**What you will do**
The answer must be an exact copy of every entry.

[Records shown — start]

PR #2055, opened 2023-03-13
[RSDK-2327] Add build-web as requirement for server make target

Otterverse:
Currently `make server` fails to build and include the web UI when run locally. This means it also fails the `make appimage` target, which depends on the `server` target, and fails when built by homebrew packaging.

This removes the CI automation that worked around this for releases, and instead creates the proper dependencies within the Makefile itself. Source deps are setup so that repeated runs of `make server` won't rebuild the frontend every time, unless the frontend sources change.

[Records shown — finish]

**Solution to this exercise**
PR #2055, opened 2023-03-13
[RSDK-2327] Add build-web as requirement for server make target

Otterverse:
Currently `make server` fails to build and include the web UI when run locally. This means it also fails the `make appimage` target, which depends on the `server` target, and fails when built by homebrew packaging.

This removes the CI automation that worked around this for releases, and instead creates the proper dependencies within the Makefile itself. Source deps are setup so that repeated runs of `make server` won't rebuild the frontend every time, unless the frontend sources change.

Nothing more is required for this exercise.